(Saved data entries)
*** Begin section ***
PR #164, opened 2018-11-10
Pass ssh keys from clusterconfig to machineconfig

kikisdeliveryservice:
Closes https://github.com/openshift/installer/issues/578

Summary of issue: the ClusterConfig has the SSH key and while that key is being passed into the MCO, the MCO isn't properly adding it to the MachineConfig. This prevents us from being able add functionality to MCD updating existing SSH keys in a MachineConfig's Spec.Config.Passwd.Users.

Comments & feedback welcome!
cc: @abhinavdahiya @wking

### DIFF
--- a/lib/resourcemerge/machineconfig.go
+++ b/lib/resourcemerge/machineconfig.go
@@ -57,7 +57,7 @@ func ensureControllerConfigSpec(modified *bool, existing *mcfgv1.ControllerConfi
 	setStringIfSet(modified, &existing.ClusterName, required.ClusterName)
 	setStringIfSet(modified, &existing.Platform, required.Platform)
 	setStringIfSet(modified, &existing.BaseDomain, required.BaseDomain)
-	setStringIfSet(modified, &existing.Platform, required.Platform)
+	setStringIfSet(modified, &existing.SSHKey, required.SSHKey)
 
 	setBytesIfSet(modified, &existing.EtcdCAData, required.EtcdCAData)
 	setBytesIfSet(modified, &existing.RootCAData, required.RootCAData)
--- a/pkg/apis/machineconfiguration.openshift.io/v1/types.go
+++ b/pkg/apis/machineconfiguration.openshift.io/v1/types.go
@@ -58,6 +58,8 @@ type MCOConfigSpec struct {
 	Platform string `json:"platform"`
 
 	BaseDomain string `json:"baseDomain"`
+
+	SSHKey string `json:"sshKey"`
 }
 
 // +k8s:deepcopy-gen:interfaces=k8s.io/apimachinery/pkg/runtime.Object
@@ -129,6 +131,9 @@ type ControllerConfigSpec struct {
 	// PullSecret is the default pull secret that needs to be installed
 	// on all machines.
 	PullSecret *corev1.ObjectReference `json:"pullSecret,omitempty"`
+
+	// Public SSH
+	SSHKey string `json:"sshKey"`
 }
 
 // +k8s:deepcopy-gen:interfaces=k8s.io/apimachinery/pkg/runtime.Object
--- a/pkg/controller/template/render.go
+++ b/pkg/controller/template/render.go
@@ -61,6 +61,7 @@ func generateMachineConfigs(config *renderConfig, templateDir string) ([]*mcfgv1
 	}
 
 	cfgs := []*mcfgv1.MachineConfig{}
+
 	for _, info := range infos {
 		if !info.IsDir() {
 			glog.Infof("ignoring non-directory path %q", info.Name())
@@ -83,8 +84,17 @@ func generateMachineConfigsForRole(config *renderConfig, role string, path strin
 	if err != nil {
 		return nil, fmt.Errorf("failed to read dir %q: %v", path, err)
 	}
+	// for each role a machine config is created containing the sshauthorized keys to allow for ssh access
+	// ex: role = worker -> machine config "00-worker-ssh" created containing user core and ssh key
+	var tempIgnConfig ignv2_2types.Config
+	tempUser := ignv2_2types.PasswdUser{Name: "core", SSHAuthorizedKeys: []ignv2_2types.SSHAuthorizedKey{ignv2_2types.SSHAuthorizedKey(config.SSHKey)}}
+	tempIgnConfig.Passwd.Users = append(tempIgnConfig.Passwd.Users, tempUser)
+	sshConfigName := "00-" + role + "-ssh"
+	sshMachineConfigForRole := machineConfigFromIgnConfig(role, sshConfigName, &tempIgnConfig)
 
 	cfgs := []*mcfgv1.MachineConfig{}
+	cfgs = append(cfgs, sshMachineConfigForRole)
+
 	for _, info := range infos {
 		if !info.IsDir() {
 			glog.Infof("ignoring non-directory path %q", info.Name())
@@ -119,7 +129,6 @@ func generateMachineConfigForName(config *renderConfig, role, name, path string)
 
 	files := map[string]string{}
 	units := map[string]string{}
-
 	// walk all role dirs, with later ones taking precedence
 	for _, platformDir := range platformDirs {
 		// magic param
--- a/pkg/daemon/update.go
+++ b/pkg/daemon/update.go
@@ -56,6 +56,10 @@ func (dn *Daemon) update(oldConfig, newConfig *mcfgv1.MachineConfig) error {
 		return err
 	}
 
+	if err = dn.updateSSHKeys(newConfig.Spec.Config.Passwd.Users); err != nil {
+		return err
+	}
+
 	// TODO: Change the logic to be clearer
 	// We need to skip draining of the node when we are running once
 	// and there is no cluster.
@@ -93,7 +97,9 @@ func (dn *Daemon) update(oldConfig, newConfig *mcfgv1.MachineConfig) error {
 // we can only update machine configs that have changes to the files,
 // directories, links, and systemd units sections of the included ignition
 // config currently.
+
 func (dn *Daemon) reconcilable(oldConfig, newConfig *mcfgv1.MachineConfig) *string {
+	glog.Info("Checking if configs are reconcilable")
 	// We skip out of reconcilable if there is no Kind and we are in runOnce mode. The
 	// reason is that there is a good chance a previous state is not available to match against.
 	if oldConfig.Kind == "" && dn.onceFrom != "" {
@@ -131,8 +137,25 @@ func (dn *Daemon) reconcilable(oldConfig, newConfig *mcfgv1.MachineConfig) *stri
 	// we don't currently configure groups or users in place. we can't fix it if
 	// something changed here.
 	if !reflect.DeepEqual(oldIgn.Passwd, newIgn.Passwd) {
-		msg := "Ignition passwd section contains changes"
-		return &msg
+		if !reflect.DeepEqual(oldIgn.Passwd.Groups, newIgn.Passwd.Groups) {
+			msg := "Ignition Passwd Groups section contains changes"
+			return &msg
+		}
+		// check if the prior config is empty and that this is the first time running.
+		// if so, the SSHKey from the cluster config and user "core" must be added to machine config,.
+		if !reflect.DeepEqual(oldIgn.Passwd.Users, newIgn.Passwd.Users) {
+			if len(oldIgn.Passwd.Users) == 0 && len(newIgn.Passwd.Users) == 1 {
+				if newIgn.Passwd.Users[0].Name == "core" && len(newIgn.Passwd.Users[0].SSHAuthorizedKeys) > 0 {
+					glog.Info("SSH Keys reconcilable")
+				} else {
+					msg := "Ignition passwd user section contains unsupported changes"
+					return &msg
+				}
+			}
+		} else {
+			msg := "Ignition passwd section contains unsupported changes"
+			return &msg
+		}
 	}
 
 	// Storage section
@@ -462,6 +485,37 @@ func getFileOwnership(file ignv2_2types.File) (int, int, error) {
 		}
 	}
 	return uid, gid, nil
+}
+
+// Update a given PasswdUser's SSHKey
+func (dn *Daemon) updateSSHKeys(newUsers []ignv2_2types.PasswdUser) error {
+	// Keys should only be written to "/home/core/.ssh"
+	// Once Users are supported fully this should be writing to PasswdUser.HomeDir
+	if newUsers[0].Name != "core" {
+		// Double checking that we are only writing SSH Keys for user "core"
+		return fmt.Errorf("Expecting user core. Got %s instead", newUsers[0].Name)
+	}
+	sshDirPath := filepath.Join("/home", newUsers[0].Name, ".ssh")
+	// we are only dealing with the "core" User at this time, so only dealing with the first entry in Users[]
+	glog.Infof("Writing SSHKeys at %q:", sshDirPath)
+	if err := dn.fileSystemClient.MkdirAll(filepath.Dir(sshDirPath), os.FileMode(0600)); err != nil {
+		return fmt.Errorf("Failed to create directory %q: %v", filepath.Dir(sshDirPath), err)
+	}
+	glog.V(2).Infof("Created directory: %s", sshDirPath)
+
+	authkeypath := filepath.Join(sshDirPath, "authorized_keys")
+	var concatSSHKeys string
+	for _, k := range newUsers[0].SSHAuthorizedKeys {
+		concatSSHKeys = concatSSHKeys + string(k) + "\n"
+	}
+
+	if err := dn.fileSystemClient.WriteFile(authkeypath, []byte(concatSSHKeys), os.FileMode(0600)); err != nil {
+		return fmt.Errorf("Failed to write ssh key: %v", err)
+	}
+
+	glog.V(2).Infof("Wrote SSHKeys at %s", sshDirPath)
+
+	return nil
 }
 
 // updateOS updates the system OS to the one specified in newConfig
--- a/pkg/operator/operator.go
+++ b/pkg/operator/operator.go
@@ -9,8 +9,7 @@ import (
 
 	"github.com/ghodss/yaml"
 	"github.com/golang/glog"
-	configclientset "github.com/openshift/client-go/config/clientset/versioned"
-	installertypes "github.com/openshift/installer/pkg/types"
+
 	"k8s.io/api/core/v1"
 	apiextclientset "k8s.io/apiextensions-apiserver/pkg/client/clientset/clientset"
 	apiextinformersv1beta1 "k8s.io/apiextensions-apiserver/pkg/client/informers/externalversions/apiextensions/v1beta1"
@@ -28,7 +27,9 @@ import (
 	"k8s.io/client-go/tools/cache"
 	"k8s.io/client-go/tools/record"
 	"k8s.io/client-go/util/workqueue"
-
+	
+	configclientset "github.com/openshift/client-go/config/clientset/versioned"
+	installertypes "github.com/openshift/installer/pkg/types"
 	mcfgv1 "github.com/openshift/machine-config-operator/pkg/apis/machineconfiguration.openshift.io/v1"
 	mcfgclientset "github.com/openshift/machine-config-operator/pkg/generated/clientset/versioned"
 	"github.com/openshift/machine-config-operator/pkg/generated/clientset/versioned/scheme"
@@ -310,6 +311,7 @@ func getRenderConfig(mc *mcfgv1.MCOConfig, etcdCAData, rootCAData []byte, ps *v1
 		EtcdCAData:          etcdCAData,
 		RootCAData:          rootCAData,
 		PullSecret:          ps,
+		SSHKey:              mc.Spec.SSHKey,
 	}
 	return renderConfig{
 		TargetNamespace:  mc.GetNamespace(),
--- a/pkg/controller/template/render_test.go
+++ b/pkg/controller/template/render_test.go
@@ -312,6 +312,38 @@ func TestGenerateMachineConfigs(t *testing.T) {
 	}
 }
 
+func TestGenerateMachineConfigsSSH(t *testing.T) {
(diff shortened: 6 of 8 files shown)


pkg/apis/machineconfiguration.openshift.io/v1/types.go
```diff
@@ -125,6 +126,9 @@ type ControllerConfigSpec struct {
 	// CAs
 	EtcdCAData []byte `json:"etcdCAData"`
 	RootCAData []byte `json:"rootCAData"`
+
+	// Admin
+	Admin installertypes.Admin `json:"admin"`
```
abhinavdahiya: i would like not import installer's type as there are more fields than we use.

pkg/controller/template/render.go
```diff
@@ -191,7 +191,7 @@ func generateMachineConfigForRole(config *renderConfig, roleName string, roleDir
 		return vs
 	}
 
-	ignCfg, err := transpileToIgn(keySortVals(files), keySortVals(units))
+	ignCfg, err := transpileToIgn(keySortVals(files), keySortVals(units), config.Admin.SSHKey)
```
abhinavdahiya: WDYT
creating a machineconfig object with ssh key setup and labeling it such that both master and worker machineconfigpools pick it up. (ie. add both `...role=worker` and `...role=master` labels to this new object).

pkg/apis/machineconfiguration.openshift.io/v1/types.go
kikisdeliveryservice: Will do!

pkg/controller/template/render.go
ashcrow: Making a different section for ssh key items worries me a bit. Why not use the Ignition section and honor it for both initial setup and future changes?

kikisdeliveryservice: good point @ashcrow. Even if there is a seperate ssh key item, the sshkey still needs to be set in Passwd.Users otherwise the MCD won't be able to update it later.

abhinavdahiya: I'm not sure I follow the @ashcrow  comment... :innocent: do you mind elaborating a little bit

ashcrow: Sure :smile:. `Ignition` has a section that deals with ssh keys. We have work that's waiting to merge that will honor that `Ignition` section for both MCD as a daemon usage as well as `onceFrom` usage in BYO. Why not continue to use this section for all ssh key modification/addition/removal? Or, put another way, why have a second place that ssh key content may live?

abhinavdahiya: That's exactly i would expect the ssh keys to live, even if you create a new machineconfig object with ignition that only has the `user` section set and label it correctly. MCC will combine it to single ignition blob that has all.

ashcrow: @abhinavdahiya Perfect. I think we're all on the same page on where the content would live. Just to verify, it sounds like you recommend adding `worker` and `master` labels to the MC as well, is that correct?

abhinavdahiya: > @abhinavdahiya Perfect. I think we're all on the same page on where the content would live. Just to verify, it sounds like you recommend adding `worker` and `master` labels to the MC as well, is that correct?

Yes to the new standalone MC we create for SSH keys.

kikisdeliveryservice:
Notes: The best that I can tell is that the sshkeys need to move this way to make it to the MachineConfig: installerConfig(Admin.SSHKey)-> MCOConfig --> RenderConfig/ControllerConfig --> MachineConfig (Passwd.Users)

kikisdeliveryservice:
The best that I can tell is that the sshkeys need to move this way to make it to the MachineConfig: installerConfig(Admin.SSHKey)-> MCOConfig --> RenderConfig/ControllerConfig --> MachineConfig (Passwd.Users)

Is this flow correct?  I've traced through quite a few times, but in need of expertise on this. Can someone PTAL and let me know if my logic is correct?
cc: @ashcrow @abhinavdahiya @wking

jlebon:
Looks like this needs a rebase.

kikisdeliveryservice:
Rebased! @jlebon :)

pkg/apis/machineconfiguration.openshift.io/v1/types.go
```diff
@@ -129,6 +131,9 @@ type ControllerConfigSpec struct {
 	// PullSecret is the default pull secret that needs to be installed
 	// on all machines.
 	PullSecret *corev1.ObjectReference `json:"pullSecret,omitempty"`
+
+	// Public SSH
+	SSHKey string `json:"sshKey"`
```
jlebon: Only a single key? Would it make sense to support multiple keys here even if the installer right now only lets one specify one only?

ashcrow: If an array of strings doesn't increase the complexity I say go ahead. Otherwise, it's fine to hold off until the feature set is expected/available at the higher level.

kikisdeliveryservice:
Update: 
Confirming that the SSH Key made it all the way from installerConfig(Admin.SSHKey)-> MCOConfig --> RenderConfig/ControllerConfig --> MachineConfig (Passwd.Users).

Now checking the machineconfigs for both master and worker shows (example)
```
$ oc get machineconfig 00-worker  -o yaml
kind: MachineConfig
metadata:
  creationTimestamp: 2018-12-04T01:07:56Z
  generation: 1
  labels:
  name: 00-worker
  ownerReferences:
  - apiVersion: machineconfiguration.openshift.io/v1
    blockOwnerDeletion: true
    controller: true
    kind: ControllerConfig
    name: machine-config-controller
    uid: fae0efad-f760-11e8-b3cc-42f92e967bf5
  resourceVersion: "23232"
  selfLink: /apis/machineconfiguration.openshift.io/v1/machineconfigs/00-worker
  uid: 088750c9-f761-11e8-b3cc-42f92e967bf5
spec:
  config:
    ignition:
      config: {}
      security:
        tls: {}
      timeouts: {}
      version: 2.2.0
    networkd: {}
    passwd:
      users:
      - name: core
        sshAuthorizedKeys:
        - |
          ssh-rsa ABC123....
```

kikisdeliveryservice:
However, I am seeing the daemon degrade and I'm not sure if this is this a product of _when_ and _how_ I'm applying my binaries and their timing or if I also need to allow reconcilable to account for this initialization of the configs...  I'm going to try to test this with better timing tomorrow (assuming I can get a cluster up again) as I think the mcd got a headstart on the mco/mcc when I applied my binaries. But any thoughts are welcome.  This is the last thing holding the PR back.
```
$ oc logs -f -n openshift-machine-config-operator machine-config-daemon-289tf
I1204 01:30:42.968291    5400 start.go:51] Version: 3.11.0-301-g13e15273
I1204 01:30:42.968962    5400 start.go:88] starting node writer
I1204 01:30:42.974021    5400 run.go:22] Running captured: chroot /rootfs rpm-ostree status --json
I1204 01:30:43.054368    5400 daemon.go:120] Booted osImageURL: registry.svc.ci.openshift.org/rhcos/maipo@sha256:e4b05527d762ba159c821d53bc8b2478c38b717b0fcfb4b76c57787c2f46ee2c (47.177)
I1204 01:30:43.072829    5400 start.go:139] Calling chroot("/rootfs")
I1204 01:30:43.072944    5400 daemon.go:294] CheckStateOnBoot
I1204 01:30:43.085725    5400 update.go:87] Checking if configs are reconcilable!
I1204 01:30:43.085837    5400 update.go:100] Old Config: {[] []}
I1204 01:30:43.085911    5400 update.go:101] New Config: {[] []}
I1204 01:30:43.085947    5400 daemon.go:565] No target osImageURL provided
I1204 01:30:43.095044    5400 start.go:158] Starting MachineConfigDaemon
I1204 01:30:43.095059    5400 daemon.go:195] Enabling Kubelet Healthz Monitor
I1204 01:30:52.359987    5400 daemon.go:371] handleNodeUpdate
I1204 01:30:52.629908    5400 daemon.go:371] handleNodeUpdate
I1204 01:33:09.537006    5400 update.go:33] Updating node with new config
I1204 01:33:09.538536    5400 update.go:87] Checking if configs are reconcilable!
I1204 01:33:09.538767    5400 update.go:100] Old Config: {[] []}
I1204 01:33:09.538859    5400 update.go:101] New Config: {[] [{<nil>  []  core false false false <nil>  [ssh-rsa ABC123]  false <nil>}]}
W1204 01:33:09.538950    5400 update.go:133] daemon can't reconcile state!
W1204 01:33:09.538990    5400 update.go:134] Ignition passwd section contains changes
I1204 01:33:09.539039    5400 daemon.go:385] Unable to apply update: daemon can't reconcile this config
I1204 01:33:09.539076    5400 daemon.go:371] handleNodeUpdate
E1204 01:33:09.539286    5400 writer.go:85] Marking degraded due to: daemon can't reconcile this config
F1204 01:33:09.548695    5400 start.go:163] failed to run: daemon can't reconcile this config
```

kikisdeliveryservice:
cc @ashcrow @abhinavdahiya (some updates and questions above)

ashcrow:
@kikisdeliveryservice it looks like the reconcilable needs updating to allow for a different Password.User section: https://github.com/openshift/machine-config-operator/pull/164/files#diff-06961b075f1753956d802ba954d2cfb5R133

ashcrow:
Apologies, the above paste was an "expected error" at the time. The actual issue being hit is #203.

kikisdeliveryservice:
Getting blocked on this by: https://github.com/openshift/origin/issues/21612
Can't get a running cluster up.

ashcrow:
Rebase required.

pkg/daemon/update.go
```diff
@@ -512,6 +528,32 @@ func (dn *Daemon) logSystem(format string, a ...interface{}) {
...
+	// we are only dealing with the "core" User at this time, so only dealing with the first entry in Users[]
+	glog.Infof("Writing SSHKeys at %q:", sshDirPath)
+	if err := dn.fileSystemClient.MkdirAll(filepath.Dir(sshDirPath), os.FileMode(0600)); err != nil {
+		return fmt.Errorf("Failed to create directory %q: %v", filepath.Dir(sshDirPath), err)
+	}
+	glog.V(2).Infof("Created directory: %s", sshDirPath)
+
+	authkeypath := filepath.Join(sshDirPath, "authorized_keys")
+	var concatSSHKeys string
+	for _, k := range newUsers[0].SSHAuthorizedKeys {
```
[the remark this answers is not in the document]
kikisdeliveryservice: That is because right now we only support SSH Keys for user "core"

kikisdeliveryservice:
@cgwalters I can't reply to your last comment directly, but for now the only SSH Keys supported will be for "core".  Those keys will be able to be updated in another pending PR, but first the keys need to be passed from the install config ----> mcd.

kikisdeliveryservice:
Reworking based on #208

kikisdeliveryservice:
Can confirm that mc with sshkeys are added:
$ oc get machineconfigs
NAME                                      AGE
00-master                                 1h
00-master-ssh                             1h
00-worker                                 1h
00-worker-ssh                             1h
01-master-kubelet                         1h
01-worker-kubelet                         1h

Once the MCD picks up my new image (both masters and workers pick it up):
$ oc logs -p -n openshift-machine-config-operator machine-config-daemon-5s9wr 
I1220 00:19:05.562689    7542 daemon.go:381] handleNodeUpdate
I1220 00:19:06.207150    7542 update.go:37] Checking reconcilable for config master-6d45c76e5936a50db670fe9f76db9df1 to master-1df9375c795afb9e5c07dc03157fa182
I1220 00:19:06.207173    7542 update.go:102] Checking if configs are reconcilable!
I1220 00:19:06.207183    7542 update.go:115] Old Config: {[] []}
I1220 00:19:06.207194    7542 update.go:116] New Config: {[] [{<nil>  []  core false false false <nil>  [ssh-rsa AAAAB3...]  false <nil>}]}
I1220 00:19:06.207265    7542 update.go:152] SSH Keys reconcilable
I1220 00:19:06.207309    7542 update.go:214] Updating files
I1220 00:19:06.207333    7542 update.go:402] Writing file "/etc/containers/registries.conf"
I1220 00:19:06.211255    7542 update.go:402] Writing file "/etc/kubernetes/manifests/etcd-member.yaml"
I1220 00:19:06.212990    7542 update.go:402] Writing file "/etc/sysconfig/crio-network"
I1220 00:19:06.218184    7542 update.go:402] Writing file "/etc/kubernetes/static-pod-resources/etcd-member/ca.crt"
I1220 00:19:06.222016    7542 update.go:402] Writing file "/etc/kubernetes/static-pod-resources/etcd-member/root-ca.crt"
I1220 00:19:06.223319    7542 update.go:402] Writing file "/var/lib/kubelet/config.json"
I1220 00:19:06.225140    7542 update.go:402] Writing file "/etc/kubernetes/ca.crt"
I1220 00:19:06.226932    7542 update.go:402] Writing file "/etc/sysctl.d/forward.conf"
I1220 00:19:06.228609    7542 update.go:402] Writing file "/etc/kubernetes/kubelet.conf"
I1220 00:19:06.229826    7542 update.go:336] Writing systemd unit "kubelet.service"
I1220 00:19:06.230091    7542 update.go:374] Enabling systemd unit "kubelet.service"
I1220 00:19:06.230513    7542 update.go:283] /etc/systemd/system/multi-user.target.wants/kubelet.service already exists. Not making a new symlink
I1220 00:19:06.230829    7542 update.go:235] Deleting stale data
I1220 00:19:06.230855    7542 update.go:522] No target osImageURL provided
I1220 00:19:06.230864    7542 update.go:493] Writing SSHKeys at "/home/core/.ssh":
I1220 00:19:06.231608    7542 update.go:497] Created directory: /home/core/.ssh
I1220 00:19:06.232234    7542 update.go:509] Wrote SSHKeys at /home/core/.ssh
...
I1220 00:19:06.232478    7542 update.go:537] machine-config-daemon initiating reboot: Node will reboot into config master-1df9375c795afb9e5c07dc03157fa182
`

pkg/daemon/update.go
```diff
@@ -56,6 +56,10 @@ func (dn *Daemon) update(oldConfig, newConfig *mcfgv1.MachineConfig) error {
 		return err
 	}
 
+	if err = dn.writeSSHKeys(newConfig.Spec.Config.Passwd.Users); err != nil {
```
jlebon: Should this be `updateSSHKeys` for consistency?

pkg/daemon/update.go
```diff
@@ -131,8 +143,18 @@ func (dn *Daemon) reconcilable(oldConfig, newConfig *mcfgv1.MachineConfig) *stri
...
 	if !reflect.DeepEqual(oldIgn.Passwd, newIgn.Passwd) {
-		msg := "Ignition passwd section contains changes"
-		return &msg
+		// check if the prior config is empty and that this is the first time running.
+		// if so, the SSHKey from the cluster config and user "core" must be added to machine config,.
+		// emptyMC := mcfgv1.MachineConfig{}
+		// if reflect.DeepEqual(emptyMC.Spec.Config.Passwd, oldIgn.Passwd) && oldConfig.Kind == "" {
+		// 	glog.Infof("Reconcilable: Initializing ssh keys")
+		if len(newIgn.Passwd.Users[0].SSHAuthorizedKeys) > 0 {
+			glog.Info("SSH Keys reconcilable")
```
jlebon: Hmm, I think we need to be even stronger here, no? There's lots of other changes that could've snuck into there that aren't reconcilable. For the time being, if the only thing we want to support is SSH key reconciliation for a single user, we can do something like this:

1. rule out group changes by doing `DeepEqual` on `Passwd.Groups`
2. check that `len(Passwd.Users)` on both are the same and equal to 1
3. make *copies* of the old and new `Passwd.Users[0]` and zero out the `SSHAuthorizedKeys` elements and then `DeepEqual` those instead. That way, SSH key changes don't interfere with the `DeepEqual` check.

Not sure if there's a cleaner way of doing this short of busting out golang reflect and checking every field.

pkg/daemon/update.go
```diff
@@ -464,6 +486,31 @@ func getFileOwnership(file ignv2_2types.File) (int, int, error) {
 	return uid, gid, nil
 }
 
+// Update a given PasswdUser's SSHKey
+func (dn *Daemon) writeSSHKeys(newUsers []ignv2_2types.PasswdUser) error {
+	sshDirPath := "/home/core/.ssh"
```
jlebon: `core` here should come from the username in the spec, right?

kikisdeliveryservice: Yep, I was going to move some of my logic from my older PR over https://github.com/openshift/machine-config-operator/blob/3eff300a83970775dcc2ede2b17d17752bb4c535/pkg/daemon/update.go#L348

kikisdeliveryservice: In the future it would come from HomeDir but we don't support Users at this time.

So I will use the name for now and make a note.

abhinavdahiya:
Yeah this definitely needs a squash, and it might be a good chance to use https://github.com/openshift/installer/blob/master/CONTRIBUTING.md#commit-message-format

lib/resourcemerge/machineconfig.go
```diff
@@ -52,12 +53,14 @@ func ensureMachineConfigSpec(modified *bool, existing *mcfgv1.MachineConfigSpec,
 }
 
 func ensureControllerConfigSpec(modified *bool, existing *mcfgv1.ControllerConfigSpec, required mcfgv1.ControllerConfigSpec) {
+	glog.Info("ensureControllerConfigSpec")
```
abhinavdahiya: drop this

lib/resourcemerge/machineconfig.go
```diff
@@ -52,12 +53,14 @@ func ensureMachineConfigSpec(modified *bool, existing *mcfgv1.MachineConfigSpec,
...
 	setStringIfSet(modified, &existing.ClusterDNSIP, required.ClusterDNSIP)
 	setStringIfSet(modified, &existing.CloudProviderConfig, required.CloudProviderConfig)
 	setStringIfSet(modified, &existing.ClusterName, required.ClusterName)
 	setStringIfSet(modified, &existing.Platform, required.Platform)
 	setStringIfSet(modified, &existing.BaseDomain, required.BaseDomain)
-	setStringIfSet(modified, &existing.Platform, required.Platform)
+
```
abhinavdahiya: why the extra line?

pkg/apis/machineconfiguration.openshift.io/v1/types.go
```diff
@@ -58,6 +58,8 @@ type MCOConfigSpec struct {
 	Platform string `json:"platform"`
 
 	BaseDomain string `json:"baseDomain"`
+
+	SSHKey string
```
abhinavdahiya: missing json tag

pkg/controller/template/render.go
```diff
@@ -47,6 +47,13 @@ const (
 //                                    /files/hostname.tmpl
 //
 func generateMachineConfigs(config *renderConfig, templateDir string) ([]*mcfgv1.MachineConfig, error) {
+	var tempIgnConfig ignv2_2types.Config
```
abhinavdahiya: this piece of code assumes only 2 roles worker,master which conflicts with the other part of the code that discovers the roles based on filestructure...

pkg/operator/operator.go
```diff
@@ -11,6 +11,12 @@ import (
 	"github.com/golang/glog"
 	configclientset "github.com/openshift/client-go/config/clientset/versioned"
 	installertypes "github.com/openshift/installer/pkg/types"
+	mcfgv1 "github.com/openshift/machine-config-operator/pkg/apis/machineconfiguration.openshift.io/v1"
```
abhinavdahiya: the ideal case for import grouping that i would like is:
```
<stdlib>

<external>

<k8s>

<internal>
```

pkg/operator/sync.go
```diff
@@ -5,15 +5,14 @@ import (
 	"time"
 
 	"github.com/golang/glog"
+	"github.com/openshift/machine-config-operator/lib/resourceapply"
```
abhinavdahiya: same as above.

kikisdeliveryservice:
@ashcrow @abhinavdahiya Was definitely planning on squashing, but wanted to get a review settled before I removed all of my commits. :)

Taking a look at the comments now, thank you!

pkg/operator/operator.go
wking: > the ideal case for import grouping...

Why split out k8s?  Alphabetizing non-stdlib packages will get them sorted together anyway, and `gofmt` will (I think?) enforce that ordering witin a block of contiguous imports.

lib/resourcemerge/machineconfig.go
kikisdeliveryservice: Done.

lib/resourcemerge/machineconfig.go
kikisdeliveryservice: Done.

pkg/apis/machineconfiguration.openshift.io/v1/types.go
kikisdeliveryservice: Done.

pkg/controller/template/render.go
kikisdeliveryservice: In progress.

pkg/operator/sync.go
kikisdeliveryservice: Done.

pkg/operator/operator.go
kikisdeliveryservice: Made the change but lmk if you want to use a diff import format as @wking suggested.

pkg/controller/template/render.go
kikisdeliveryservice: @abhinavdahiya PTAL at new commit with test [here](https://github.com/openshift/machine-config-operator/pull/164/commits/9527f23128fa3ba4016b6f9c7b7f10f602fc6e9d)

kikisdeliveryservice:
FYI: just squashed my last commit in since I got @abhinavdahiya 's final review. :)

kikisdeliveryservice:
@ashcrow I know you already approved this, so could I get a LGTM so this can be merged? Tests aren't flaking anymore.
*** End section ***
» Exercise prompt
Write out each line above with the word "chance".

» Worked solution
 	// reason is that there is a good chance a previous state is not available to match against.
Yeah this definitely needs a squash, and it might be a good chance to use https://github.com/openshift/installer/blob/master/CONTRIBUTING.md#commit-message-format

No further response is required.